══ Dataset entries
Issue #220, opened 2019-02-12
Message Flows


velkymx:
https://knowhow.visual-paradigm.com/business-process-modeling/bpmn-message-flows/

https://www.researchgate.net/figure/BPMN-20-Messages-and-Message-Flow_fig5_283500761

https://client.igrafx.com/17/en/Content/igrafx/usingbpmn/Connector_Lines_in_BPMN_Diagrams_Reference.htm

https://www.lucidchart.com/pages/bpmn-bpmn-2.0-tutorial?a=0

https://www.visual-paradigm.com/support/documents/vpuserguide/2821/286/56998_sequenceandm.html

https://camunda.com/bpmn/reference/#sequenceflow

<img width="511" alt="screenshot 2019-02-12 08 39 17" src="https://user-images.githubusercontent.com/535300/52651797-b1da5900-2ea1-11e9-8578-f0c7900badbc.png">

- [x] Add Message Flow to crown
- [x] Connect elements with dashed line with outlined arrowhead
- [ ] Update BPMN with specifics
- [ ] Show label next to the line (like the regular flows)

chipit24:
From the BPMN spec:

<img width="783" alt="screen shot 2019-02-12 at 11 19 32 am" src="https://user-images.githubusercontent.com/7561061/52650382-27512400-2eb8-11e9-86a3-bef20a88563b.png">

Connection rules:
* All Message Flows MUST connect two separate Pools. They MAY connect to the Pool boundary or to Flow Objects within the Pool boundary. They MUST NOT connect two objects within the same Pool.
* Activity: 0 or more incoming or outgoing Message Flows.
* Start Event: 0 or more incoming Message Flows; no outgoing Message Flows.
* End Event: no incoming Message Flows; 0 or more outgoing Message Flows.

PR #616, opened 2019-09-09
Allow messages flows to connect to other elements in other pools

### LINKED ISSUE #611: Message Flows
You should be able to connect a message flow from an empty pool to a message catch event or other task types inside a process inside another pool. It is currently not working.

tuantruong625:
The purpose of this PR is to allow pool message flows to connect to elements in different pools.

**How to test**
- Drag two pool onto paper
- Drag a task onto one pool
- Connect with message flow from pool B to task in Pool A

**Behaviour** 
- Elements are connected with a message flow

**Note**
- There is a layering issue with message flows

Fixes #611

### DIFF
--- a/src/components/nodes/messageFlow/messageFlow.vue
+++ b/src/components/nodes/messageFlow/messageFlow.vue
@@ -38,7 +38,6 @@ export default {
       return this.hasTargetType() &&
         this.targetIsNotALane() &&
         this.targetIsNotContainingPool() &&
-        this.targetIsInDifferentPool() &&
         this.targetIsNotSource() &&
         this.validateOutgoing();
     },
@@ -56,20 +55,6 @@ export default {
     },
     targetIsPool() {
       return this.targetType === poolId;
-    },
-    targetIsInDifferentPool() {
-      if (this.targetIsPool()) {
-        return true;
-      }
-
-      if (this.targetIsIntermediateCatchEvent()) {
-        return true;
-      }
-
-      const targetPool = this.target.component.node.pool;
-      const sourcePool = this.sourceShape.component.node.pool;
-
-      return sourcePool != null && sourcePool !== targetPool;
     },
     targetIsNotSource() {
       return this.targetNode.definition.id !== this.sourceNode.definition.id;
--- a/tests/e2e/specs/MessageFlows.spec.js
+++ b/tests/e2e/specs/MessageFlows.spec.js
@@ -54,4 +54,25 @@ describe('Message Flows', () => {
         expect($links.length).to.eq(numberOfMessageFlowsAdded);
       });
   });
+
+  it('Can connect to elements in different pools', () => {
+    const pool1Position = { x: 250, y: 250 };
+    dragFromSourceToDest(nodeTypes.pool, pool1Position);
+
+    const pool2Position = { x: 250, y: 500 };
+    dragFromSourceToDest(nodeTypes.pool, pool2Position);
+
+    const offset = 100;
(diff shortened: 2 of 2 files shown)


src/components/nodes/messageFlow/messageFlow.vue
```diff
@@ -57,20 +56,6 @@ export default {
...
-
-      if (this.targetIsIntermediateCatchEvent()) {
-        return true;
-      }
-
-      const targetPool = this.target.component.node.pool;
-      const sourcePool = this.sourceShape.component.node.pool;
-
-      return sourcePool != null && sourcePool !== targetPool;
-    },
```
chipit24: I don't think these validation rules should be removed. See this comment regarding connection rules: https://github.com/ProcessMaker/modeler/issues/220#issuecomment-462840889.

Looking at the issue you linked to, you should only be adding the following new behaviour (emphasis mine):
> connect a message flow **from an empty pool** to a **message catch event** or **other task types** inside a process inside another pool

Although removing this now allows the connection specified above, it also now allows previously invalid connection. Check out page 42 (page 72 using the page input): https://www.omg.org/spec/BPMN/2.0/PDF/. It shows a list of valid  connection rules for message flows.

src/components/nodes/messageFlow/messageFlow.vue
```diff
@@ -45,6 +45,15 @@ export default {
     targetIsIntermediateCatchEvent(){
       return this.targetNode.definition.$type === 'bpmn:IntermediateCatchEvent';
     },
+    targetTaskTypes(){
```
JCook21: I think this is a bad name. `targetTaskType` seems to suggest this is some sort of getter while this is a query method, returns an answer to a question. I would combine this method with `targetIsIntermediateCatchEvent` since the only place that is called is in line 74 below. This could then read as follows:
`
isValidTarget(type)
return [
         'bpmn:Task', 
         'bpmn:ScriptTask', 
         'bpmn:ManualTask',
         'bpmn:CallActivity',
         'bpmn:ServiceTask',
         'bpmn:IntermediateCatchEvent',
       ].includes(type);
}
`
I would also prefer it if type was passed as an argument since this will make this code less coupled and help with refactoring later.

src/components/nodes/messageFlow/messageFlow.vue
```diff
@@ -45,6 +45,15 @@ export default {
     targetIsIntermediateCatchEvent(){
```
JCook21: If you agree with the comment below, this method can be removed.

src/components/nodes/messageFlow/messageFlow.vue
```diff
@@ -62,7 +71,7 @@ export default {
         return true;
       }
 
-      if (this.targetIsIntermediateCatchEvent()) {
+      if (this.targetIsIntermediateCatchEvent() || this.targetTaskTypes()) {
```
JCook21: If you implement the comment above this can be change to:
```suggestion
      if (this.isValidTarget(this.targetNode.definition.$type)) {
```

src/components/nodes/messageFlow/messageFlow.vue
```diff
@@ -58,11 +65,13 @@ export default {
       return this.targetType === poolId;
     },
     targetIsInDifferentPool() {
+      const targetNodeType = this.targetNode.definition.$type;
```
JCook21: I like this extraction but do you think the definition of the variable should be closer to where it's used? How about having this on line 73?

tuantruong625: That's a good point.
════
=== Your instructions ===
Could you restate every record word for word?

=== Task result ===
Issue #220, opened 2019-02-12
Message Flows


velkymx:
https://knowhow.visual-paradigm.com/business-process-modeling/bpmn-message-flows/

https://www.researchgate.net/figure/BPMN-20-Messages-and-Message-Flow_fig5_283500761

https://client.igrafx.com/17/en/Content/igrafx/usingbpmn/Connector_Lines_in_BPMN_Diagrams_Reference.htm

https://www.lucidchart.com/pages/bpmn-bpmn-2.0-tutorial?a=0

https://www.visual-paradigm.com/support/documents/vpuserguide/2821/286/56998_sequenceandm.html

https://camunda.com/bpmn/reference/#sequenceflow

<img width="511" alt="screenshot 2019-02-12 08 39 17" src="https://user-images.githubusercontent.com/535300/52651797-b1da5900-2ea1-11e9-8578-f0c7900badbc.png">

- [x] Add Message Flow to crown
- [x] Connect elements with dashed line with outlined arrowhead
- [ ] Update BPMN with specifics
- [ ] Show label next to the line (like the regular flows)

chipit24:
From the BPMN spec:

<img width="783" alt="screen shot 2019-02-12 at 11 19 32 am" src="https://user-images.githubusercontent.com/7561061/52650382-27512400-2eb8-11e9-86a3-bef20a88563b.png">

Connection rules:
* All Message Flows MUST connect two separate Pools. They MAY connect to the Pool boundary or to Flow Objects within the Pool boundary. They MUST NOT connect two objects within the same Pool.
* Activity: 0 or more incoming or outgoing Message Flows.
* Start Event: 0 or more incoming Message Flows; no outgoing Message Flows.
* End Event: no incoming Message Flows; 0 or more outgoing Message Flows.

PR #616, opened 2019-09-09
Allow messages flows to connect to other elements in other pools

### LINKED ISSUE #611: Message Flows
You should be able to connect a message flow from an empty pool to a message catch event or other task types inside a process inside another pool. It is currently not working.

tuantruong625:
The purpose of this PR is to allow pool message flows to connect to elements in different pools.

**How to test**
- Drag two pool onto paper
- Drag a task onto one pool
- Connect with message flow from pool B to task in Pool A

**Behaviour** 
- Elements are connected with a message flow

**Note**
- There is a layering issue with message flows

Fixes #611

### DIFF
--- a/src/components/nodes/messageFlow/messageFlow.vue
+++ b/src/components/nodes/messageFlow/messageFlow.vue
@@ -38,7 +38,6 @@ export default {
       return this.hasTargetType() &&
         this.targetIsNotALane() &&
         this.targetIsNotContainingPool() &&
-        this.targetIsInDifferentPool() &&
         this.targetIsNotSource() &&
         this.validateOutgoing();
     },
@@ -56,20 +55,6 @@ export default {
     },
     targetIsPool() {
       return this.targetType === poolId;
-    },
-    targetIsInDifferentPool() {
-      if (this.targetIsPool()) {
-        return true;
-      }
-
-      if (this.targetIsIntermediateCatchEvent()) {
-        return true;
-      }
-
-      const targetPool = this.target.component.node.pool;
-      const sourcePool = this.sourceShape.component.node.pool;
-
-      return sourcePool != null && sourcePool !== targetPool;
     },
     targetIsNotSource() {
       return this.targetNode.definition.id !== this.sourceNode.definition.id;
--- a/tests/e2e/specs/MessageFlows.spec.js
+++ b/tests/e2e/specs/MessageFlows.spec.js
@@ -54,4 +54,25 @@ describe('Message Flows', () => {
         expect($links.length).to.eq(numberOfMessageFlowsAdded);
       });
   });
+
+  it('Can connect to elements in different pools', () => {
+    const pool1Position = { x: 250, y: 250 };
+    dragFromSourceToDest(nodeTypes.pool, pool1Position);
+
+    const pool2Position = { x: 250, y: 500 };
+    dragFromSourceToDest(nodeTypes.pool, pool2Position);
+
+    const offset = 100;
(diff shortened: 2 of 2 files shown)


src/components/nodes/messageFlow/messageFlow.vue
```diff
@@ -57,20 +56,6 @@ export default {
...
-
-      if (this.targetIsIntermediateCatchEvent()) {
-        return true;
-      }
-
-      const targetPool = this.target.component.node.pool;
-      const sourcePool = this.sourceShape.component.node.pool;
-
-      return sourcePool != null && sourcePool !== targetPool;
-    },
```
chipit24: I don't think these validation rules should be removed. See this comment regarding connection rules: https://github.com/ProcessMaker/modeler/issues/220#issuecomment-462840889.

Looking at the issue you linked to, you should only be adding the following new behaviour (emphasis mine):
> connect a message flow **from an empty pool** to a **message catch event** or **other task types** inside a process inside another pool

Although removing this now allows the connection specified above, it also now allows previously invalid connection. Check out page 42 (page 72 using the page input): https://www.omg.org/spec/BPMN/2.0/PDF/. It shows a list of valid  connection rules for message flows.

src/components/nodes/messageFlow/messageFlow.vue
```diff
@@ -45,6 +45,15 @@ export default {
     targetIsIntermediateCatchEvent(){
       return this.targetNode.definition.$type === 'bpmn:IntermediateCatchEvent';
     },
+    targetTaskTypes(){
```
JCook21: I think this is a bad name. `targetTaskType` seems to suggest this is some sort of getter while this is a query method, returns an answer to a question. I would combine this method with `targetIsIntermediateCatchEvent` since the only place that is called is in line 74 below. This could then read as follows:
`
isValidTarget(type)
return [
         'bpmn:Task', 
         'bpmn:ScriptTask', 
         'bpmn:ManualTask',
         'bpmn:CallActivity',
         'bpmn:ServiceTask',
         'bpmn:IntermediateCatchEvent',
       ].includes(type);
}
`
I would also prefer it if type was passed as an argument since this will make this code less coupled and help with refactoring later.

src/components/nodes/messageFlow/messageFlow.vue
```diff
@@ -45,6 +45,15 @@ export default {
     targetIsIntermediateCatchEvent(){
```
JCook21: If you agree with the comment below, this method can be removed.

src/components/nodes/messageFlow/messageFlow.vue
```diff
@@ -62,7 +71,7 @@ export default {
         return true;
       }
 
-      if (this.targetIsIntermediateCatchEvent()) {
+      if (this.targetIsIntermediateCatchEvent() || this.targetTaskTypes()) {
```
JCook21: If you implement the comment above this can be change to:
```suggestion
      if (this.isValidTarget(this.targetNode.definition.$type)) {
```

src/components/nodes/messageFlow/messageFlow.vue
```diff
@@ -58,11 +65,13 @@ export default {
       return this.targetType === poolId;
     },
     targetIsInDifferentPool() {
+      const targetNodeType = this.targetNode.definition.$type;
```
JCook21: I like this extraction but do you think the definition of the variable should be closer to where it's used? How about having this on line 73?

tuantruong625: That's a good point.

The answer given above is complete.